5 See Banker, Conrad, and Strauss (1986); Gong and Sickless (1992); Ferrier and Lovell (1990); Bjurek, Hjalmarsson, and Frsund (1990); Pastor (1996); Cowie and Riddington (1996); etc. However, the precision of the estimation of efficiency with DEA can only be assessed on the basis of simulated data where the efficiency is known in advance. In this respect, Banker et al. (1988) compare the results of a translogarithmic function, using simulated data for a known underlying technology, concluding that the predominance of DEA over parametric methods with regard to lesser deviation from the true values is due to DEAs greater flexibility of approach to the true functional form. Banker et al. (1988) also verify that the accuracy of the DEA results is greater when the size of the sample is increased, suggesting that DEA estimators show the property of consistency, subsequently shown theoretically by Banker (1993). In this same sense, Gong and Sickles (1992) conclude that the disadvantages of DEA relative to other methods depend on the choice of functional form. If the chosen specification coincides with the underlying one, parametric methods work better. On the other hand, the advantages of DEA are more evident when errors of specification exist.
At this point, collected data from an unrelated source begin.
PR #10901, opened 2025-09-13
Pr mvstr2

ChillerDragon:
## Checklist

### DIFF
--- a/src/base/str.cpp
+++ b/src/base/str.cpp
@@ -9,6 +9,34 @@ int str_copy(char *dst, const char *src, int dst_size)
 	return str_utf8_fix_truncation(dst);
 }
 
+void str_append(char *dst, const char *src, int dst_size)
+{
+	int s = str_length(dst);
+	int i = 0;
+	while(s < dst_size)
+	{
+		dst[s] = src[i];
+		if(!src[i]) /* check for null termination */
+			break;
+		s++;
+		i++;
+	}
+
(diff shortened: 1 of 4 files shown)


ChillerDragon:
I wonder if this one can even be sorted correctly. As of right now the header and source order does not match. The opt template has to stay in the header file and it calls the format one. So the format has to be above in the header file. But if int one is above the format one in the source file the define of the format one has to be decoupled from the format one or it affects the int one.

```C++
#undef str_format
int str_format(char *buffer, int buffer_size, const char *format, ...)
{
	va_list args;
	va_start(args, format);
	int length = str_format_v(buffer, buffer_size, format, args);
	va_end(args);
	return length;
}
#if !defined(CONF_DEBUG)
#define str_format str_format_opt // <-- putting that above `str_format_int` messes with `str_format_int` putting it below detaches it from `str_format` where it belongs to
#endif

#if !defined(CONF_DEBUG)
int str_format_int(char *buffer, size_t buffer_size, int value)
{
	buffer[0] = '\0'; // Fix false positive clang-analyzer-core.UndefinedBinaryOperatorResult when using result
	auto result = std::to_chars(buffer, buffer + buffer_size - 1, value);
	result.ptr[0] = '\0';
	return result.ptr - buffer;
}
#endif

```

ChillerDragon:
Okay I am not touching any of the formatting stuff. To keep this pr a dead simple move.

Robyt3 (approved):

PR #10902, opened 2025-09-13
Order and group all `#include`s with Clang Format

### LINKED ISSUE #10694: #include style in contributing.md

Robyt3:
Specify the precise order of the include groups in the clang format configuration. Use the setting `IncludeBlocks: Regroup` to force includes to be regrouped.

Group system library includes (`cstdio` etc.) separately from other libraries (SDL etc.).

Only the file `.clang-format` was changed manually in the commit a64bc97e418ffbc73875852a17ef5af22f3bafb7, all other files were updated by running `python scripts/fix_style.py`.

Closes #10694.

## Checklist

### DIFF
--- a/.clang-format
+++ b/.clang-format
@@ -34,13 +34,28 @@ CommentPragmas: ''
 ConstructorInitializerAllOnOneLineOrOnePerLine: true
 ConstructorInitializerIndentWidth: 8
 ContinuationIndentWidth: 8
+IncludeBlocks: Regroup
 IncludeCategories:
   - Regex:           '^"'
     Priority:        1
-  - Regex:           '^<(engine|game|mastersrv|versionsrv>'
+  - Regex:           '^<antibot/'
     Priority:        2
-  - Regex:           '.*'
+  - Regex:           '^<base/'
     Priority:        3
+  - Regex:           '^<engine/'
+    Priority:        4
+  - Regex:           '^<generated/'
+    Priority:        5
+  - Regex:           '^<game/'
+    Priority:        6
+  - Regex:           '^<android/'
+    Priority:        7
+  - Regex:           '^<steam/'
+    Priority:        8
+  - Regex:           '^<.*\.h>'
+    Priority:        9
+  - Regex:           '.*'
+    Priority:        10
 IncludeIsMainRegex: '$'
 IndentWidth: 8
 KeepEmptyLinesAtTheStartOfBlocks: false
--- a/src/engine/gfx/image_loader.cpp
+++ b/src/engine/gfx/image_loader.cpp
@@ -3,10 +3,10 @@
 #include <base/log.h>
 #include <base/system.h>
 
+#include <png.h>
+
 #include <csetjmp>
 #include <cstdlib>
-
-#include <png.h>
 
 bool CByteBufferReader::Read(void *pData, size_t Size)
 {
--- a/src/engine/server/server.cpp
+++ b/src/engine/server/server.cpp
@@ -3,6 +3,10 @@
 
 #include "server.h"
 
+#include "databases/connection.h"
+#include "databases/connection_pool.h"
+#include "register.h"
+
 #include <base/logger.h>
 #include <base/math.h>
 #include <base/system.h>
@@ -12,8 +16,6 @@
 #include <engine/engine.h>
 #include <engine/map.h>
 #include <engine/server.h>
-#include <engine/storage.h>
-
 #include <engine/shared/compression.h>
 #include <engine/shared/config.h>
 #include <engine/shared/console.h>
@@ -25,6 +27,7 @@
 #include <engine/shared/http.h>
 #include <engine/shared/json.h>
 #include <engine/shared/jsonwriter.h>
+#include <engine/shared/linereader.h>
 #include <engine/shared/masterserver.h>
 #include <engine/shared/netban.h>
 #include <engine/shared/network.h>
@@ -34,18 +37,14 @@
 #include <engine/shared/protocol_ex.h>
 #include <engine/shared/rust_version.h>
 #include <engine/shared/snapshot.h>
+#include <engine/storage.h>
 
 #include <game/version.h>
 
-#include <engine/shared/linereader.h>
-#include <vector>
 #include <zlib.h>
 
-#include "databases/connection.h"
-#include "databases/connection_pool.h"
-#include "register.h"
-
 #include <chrono>
+#include <vector>
 
 using namespace std::chrono_literals;
 
--- a/src/game/alloc.h
+++ b/src/game/alloc.h
@@ -3,9 +3,9 @@
 #ifndef GAME_ALLOC_H
 #define GAME_ALLOC_H
 
-#include <new>
-
 #include <base/system.h>
+
+#include <new>
 
 #ifndef __has_feature
 #define __has_feature(x) 0
--- a/src/android/android_main.cpp
+++ b/src/android/android_main.cpp
@@ -6,12 +6,11 @@
 
 #include <engine/shared/linereader.h>
 
-#include <string>
-#include <vector>
-
+#include <SDL.h>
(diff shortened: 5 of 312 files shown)


Robyt3:
Please comment on

1. whether we want this at all
2. the exact order of the groups
3. the open TODOs

Robyt3:
- [X] Find which include reorder caused the build errors due to includes only leeched off from other prior includes. See #10918.

ChillerDragon:
I would like to keep CONTRIBUTING.md as minimal as possible. It should be a last resort for the things not caught by CI. So if CI can do it no need to write it down. All that text has to be maintained as well. And if it gets too long nobody will read it anymore.

ChillerDragon:
> TODO: Only use relative includes (using "") for the main header (maybe with clang-tidy?)

What about going with absolute include for that too? And just sort it in with the others? Would also resolve the top or bottom debate.

As mentioned [here](https://github.com/ddnet/ddnet/pull/10924#issuecomment-3292301648) if the relative include is quite generic or overlaps with a system lib it makes me nervous. Files like "math.h" and "windows.h".

heinrich5991:
> TODO: Only use relative includes (using `""`) for the main header (maybe with clang-tidy?)

Not sure, things from the same directory seem fine as well.

> TODO: Maybe group system library includes (cstdio etc.) separately from other libraries (SDL etc.)

Sure, don't care.

> TODO: Describe in `CONTRIBUTING.md` or does the automatic clang format check make this unnecessary?

I don't like things that are only executable in the CI context. It'd be nice if you could check stuff locally as well, and if that's not possible, and it should be documented in `CONTRIBUTING.md`.

ChillerDragon:
> I don't like things that are only executable in the CI context. It'd be nice if you could check stuff locally as well, and if that's not possible, and it should be documented in CONTRIBUTING.md.

Everything that runs in the CI can be run locally. Or how convenient does it have to be? Btw I copied a bunch of checks from the CI into a [script](https://github.com/ChillerDragon/crools/blob/7002cb360fed387f7f2d323829b622066018c5d7/ddlint) I sometimes run when I want to check it locally.

Robyt3:
> I don't like things that are only executable in the CI context. It'd be nice if you could check stuff locally as well, and if that's not possible, and it should be documented in `CONTRIBUTING.md`.

In case of this specific check it should be fine, as it is included in clang-format. I only manually changed `.clang-format` and ran `scripts/fix_style.py` for this PR so far.

> What about going with absolute include for that too? And just sort it in with the others? Would also resolve the top or bottom debate.

> As mentioned https://github.com/ddnet/ddnet/pull/10924#issuecomment-3292301648 if the relative include is quite generic or overlaps with a system lib it makes me nervous. Files like "math.h" and "windows.h"

I prefer the existing style with the main header at the top. Incidentally, we are mostly following the [include style in the LLVM Coding Standard](https://llvm.org/docs/CodingStandards.html#include-style) with this approach. I also like this reasoning for keeping the main header as the first include:

> The [Main Module Header](https://llvm.org/docs/CodingStandards.html#main-module-header) file applies to .cpp files which implement an interface defined by a .h file. This #include should always be included first regardless of where it lives on the file system. By including a header file first in the .cpp files that implement the interfaces, we ensure that the header does not have any hidden dependencies which are not explicitly #included in the header, but should be. It is also a form of documentation in the .cpp file to indicate where the interfaces it implements are defined.

Robyt3:
> Not sure, things from the same directory seem fine as well.

I'd like the style to be consistent, but right now we mix relative includes and absolute includes arbitrarily in many files for includes in the same folder. There appear to be 112 relative includes of header in different folders in the code right now, that should be replaced with absolute ones (`#include ".*?/`). Then there are an estimated 185 relative includes of header in the same folder which are not the main header.

Relative includes apart from the main header also wouldn't follow the intended grouping order.

Robyt3:
Ready for review. I didn't make changes of relative to absolute includes because it wouldn't be automatic.

ChillerDragon:
Imo this just looks horrible

image

The main module header should be at the bottom. And there should be no empty lines between files from this code base. But yea I do not care a lot and can probably get used to it. According to this [SO](https://stackoverflow.com/questions/2762568/c-c-include-header-file-order) post putting the main module header at the top is quite common.

Even without the empty lines it would sort to the same order. Imo they bring no value and make it look more chaotic.

> By including a header file first in the .cpp files that implement the interfaces, we ensure that the header does not have any hidden dependencies which are not explicitly #included in the header, but should be. It is also a form of documentation in the .cpp file to indicate where the interfaces it implements are defined.

This sounds good. I guess I can live with swapping it.

src/engine/gfx/image_loader.cpp
```diff
@@ -5,7 +5,6 @@
 
 #include <csetjmp>
 #include <cstdlib>
-
```
heinrich5991, line 8: This shouldn't be removed, probably.

src/engine/server/server.cpp
```diff
@@ -34,19 +32,20 @@
 #include <engine/shared/protocol_ex.h>
 #include <engine/shared/rust_version.h>
 #include <engine/shared/snapshot.h>
+#include <engine/storage.h>
 
 #include <game/version.h>
 
 // DDRace
```
```suggestion
```

src/engine/server/server.cpp
```diff
@@ -34,19 +32,20 @@
...
-
 #include "databases/connection.h"
 #include "databases/connection_pool.h"
 #include "register.h"
 
+#include <engine/shared/linereader.h>
+
 #include <chrono>
+#include <vector>
+#include <zlib.h>
```
heinrich5991: Seperate group.

.clang-format
```diff
@@ -34,13 +34,36 @@ CommentPragmas: ''
...
+    Priority:        4
+  - Regex:           '^<generated/'
+    Priority:        5
+  - Regex:           '^<game/'
+    Priority:        6
+  - Regex:           '^<android/'
+    Priority:        7
+  - Regex:           '^<steam/'
+    Priority:        8
+  - Regex:           '^<(jni.h|sqlite3.h|mysql.h|libwebsockets.h)'
```
heinrich5991: Maybe this could just be `^<.*\.h` (anything with a .h isn't a C standard library. Would need to move it down below the explicitly listed libraries.

heinrich5991 (commented):
Only read through maybe a third of the diff, found a couple of library headers that got sorted with standard headers.

Otherwise, this looks good to me.

src/engine/server/server.cpp
Robyt3: I added this and another manual change in separate commits, to separate the manual from automatic changes.

.clang-format
Robyt3: Seems good. I prefer that over listing and grouping every library separately, so now all non-standard libraries belong to the same include group.

src/game/alloc.h
```diff
@@ -3,9 +3,9 @@
 #ifndef GAME_ALLOC_H
 #define GAME_ALLOC_H
 
-#include <new>
-
 #include <base/system.h>
+
+#include <new>
```
heinrich5991, line 8:
```suggestion
#include <new>

```

ChillerDragon:
> Standardizing these makes me happy. :)

Thats such a weird thing to be happy about. But same xd

src/game/alloc.h
Robyt3: Done, also in a separate commit because it's a manual change. We can also squash the first three commits if you prefer.

PR #10907, opened 2025-09-13
Read only map settings

### LINKED ISSUE #7589: Game config options don't sync between client and server after map settings are applied
Issue from here: https://github.com/ZillyInsta/ddnet-insta/pull/63
But this bug also exists upstream so issue here.

https://github.com/ddnet/ddnet/assets/50572621/f860cb3d-2e4a-42c7-b315-9232ea0edbaa

On first bounce it hits the player clientside but not serverside
image

second bounce it doesn't
image

pilonpl:
Closes #7589 but I am not sure if the way I implemented it is acceptable.

## Checklist

### DIFF
--- a/src/game/server/ddracechat.cpp
+++ b/src/game/server/ddracechat.cpp
@@ -37,7 +37,7 @@ void CGameContext::ConCredits(IConsole::IResult *pResult, void *pUserData)
 		"Steinchen, ewancg, gerdoe-jr, BlaiZephyr, KebsCS, bencie,",
 		"DynamoFox, MilkeeyCat, iMilchshake, SchrodingerZhu,",
 		"catseyenebulous, Rei-Tw, Matodor, Emilcha, art0007i, SollyBunny,",
-		"0xfaulty & others",
+		"0xfaulty, pilonpl & others",
 		"Based on DDRace by the DDRace developers,",
 		"which is a mod of Teeworlds by the Teeworlds developers.",
 	};


pilonpl:
Actually @SollyBunny recommended doing a `hot_reload` when a map setting is changed which might be a better solution.

SollyBunny:
I didn't recommend! I just said that it's possible, hot_reload would cause a lot of issues for people currently playing

src/game/server/ddracechat.cpp
```diff
@@ -37,7 +37,7 @@ void CGameContext::ConCredits(IConsole::IResult *pResult, void *pUserData)
 		"Steinchen, ewancg, gerdoe-jr, BlaiZephyr, KebsCS, bencie,",
 		"DynamoFox, MilkeeyCat, iMilchshake, SchrodingerZhu,",
 		"catseyenebulous, Rei-Tw, Matodor, Emilcha, art0007i, SollyBunny,",
-		"0xfaulty & others",
+		"0xfaulty, pilonpl & others",
```
Robyt3, line 40: Don't add yourself to the credits, the credits will be updated by @def- eventually.

src/game/server/gamecontext.cpp
```diff
@@ -4052,10 +4052,20 @@ void CGameContext::OnInit(const void *pPersistentData)
...
+
 	Console()->ExecuteFile(g_Config.m_SvResetFile, -1);
 
 	LoadMapSettings();
 
+	m_pConfigManager->PossibleConfigVariables("", CFGFLAG_GAME, [](const SConfigVariable *pVariable, void *pUserData) {
+		CGameContext *pGameContext = (CGameContext *)pUserData;
+		pGameContext->ConfigManager()->SetReadOnly(pVariable->m_pScriptName, true);
+	}, this);
+
```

6 This variable was converted into U.S. currency using the Purchasing Power Parity Index obtained from the Organisation for Economic Cooperation and Development (OECD) reports (2000) and deflated to constant 1975 value.

7 A more detailed discussion of the data used in this study can be found in Cantos et al. (1999).

8 We will follow Farrells (1957) definition of the technical efficiency of a company: it is not possible to produce more output with less input. In the results of table 2, a company is technically efficient in this way when the index has a value of 1, whereas if the index is higher than 1, the company would be able to increase output without needing to increase input.

9 Note that the regression does not include a constant since all the time effects were included in the estimation. Alternative specifications were also tried for the variables of the regression (semi-logarithmic transformation, estimation of levels, etc.). The results were very similar to those of equation (2), so the logarithmic specification was chosen due to the advantages of its ease of interpretation and the reduction of problems of heteroscedasticity.

10 The F-test for the joint significance for LPT and LTT is F2,416 = 55.49. However, the F-test for the significance for LPT, LTT, and the time effects is F27,442 = 6.52. In both cases, the null hypothesis of nonsignificance is clearly rejected.